▼
PR #4510, opened 2020-12-23
CMake: Remove file globbing in AK/Tests

ldm5180:
Problem:
- File globbing is performed at the time of build system
  generation. Any files which are not there at that time are not
  included. So, when a new file is added it is not built unless the
  build system is recreated.

Solution:
- Remove globbing from AK/Tests directory in favor of explicitly
  listing the files.

### DIFF
--- a/AK/Tests/CMakeLists.txt
+++ b/AK/Tests/CMakeLists.txt
@@ -1,4 +1,44 @@
-file(GLOB AK_TEST_SOURCES CONFIGURE_DEPENDS "*.cpp")
+set(AK_TEST_SOURCES
+    TestAllOf.cpp
+    TestArray.cpp
+    TestAtomic.cpp
+    TestBase64.cpp
+    TestBinarySearch.cpp
+    TestBitmap.cpp
+    TestByteBuffer.cpp
+    TestChecked.cpp
+    TestCircularDeque.cpp
+    TestCircularDuplexStream.cpp
+    TestCircularQueue.cpp
+    TestDistinctNumeric.cpp
+    TestEndian.cpp
+    TestFormat.cpp
+    TestHashFunctions.cpp
+    TestHashMap.cpp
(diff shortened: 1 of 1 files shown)


ldm5180:
This was resurrected from #3733. The original branch was deleted, so github won't let me "reopen".

alimpfard:
Didn't we go around this issue using `CONFIGURE_DEPENDS`?

ldm5180:
@alimpfard New comment from @nico here: https://github.com/SerenityOS/serenity/pull/3733#issuecomment-750326946

alimpfard:
Re-resolving globs here and there doesn't seem like a particularly big issue to me, but either way works I guess.

asynts:
Currently, the C++ compiler is the bottleneck for build times, running CMake only takes a second or two.

ldm5180:
@asynts Yes, re-running cmake is not a bottleneck, but it will get progressively worse over time.

asynts:
@ldm5180 Well we could always do this in the future when it becomes a problem, but especially for the tests it is really helpful if all tests sources are found automatically.

I mean it's just a matter of time until someone adds a test source, forgets to add it to CMake and thinks that all the tests were run and passed. With other sources this isn't that important because there will be linker and compiler errors for that...

ldm5180:
@asynts I submitted PR #4523 which will check that all the test files are included in the CMakeLists.txt during CI. Does this alleviate that concern?

alimpfard:
Not gonna lie, this feels like needlessly going the long way just because "best practices" say so...
we can detect what files are missing, and we're completely sure that they are in fact, missing from the list - so why can't we just add the files automatically? 
which then turns into doing what cmake's glob does, but in a less conventional manner.

Still not convinced two/three seconds of build time is worth making the dev spend the same amount of time adding some name to some list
▲
TASK REQUIREMENTS: Number of lines above with the word "what": state it alone.

WRITTEN REPLY: 2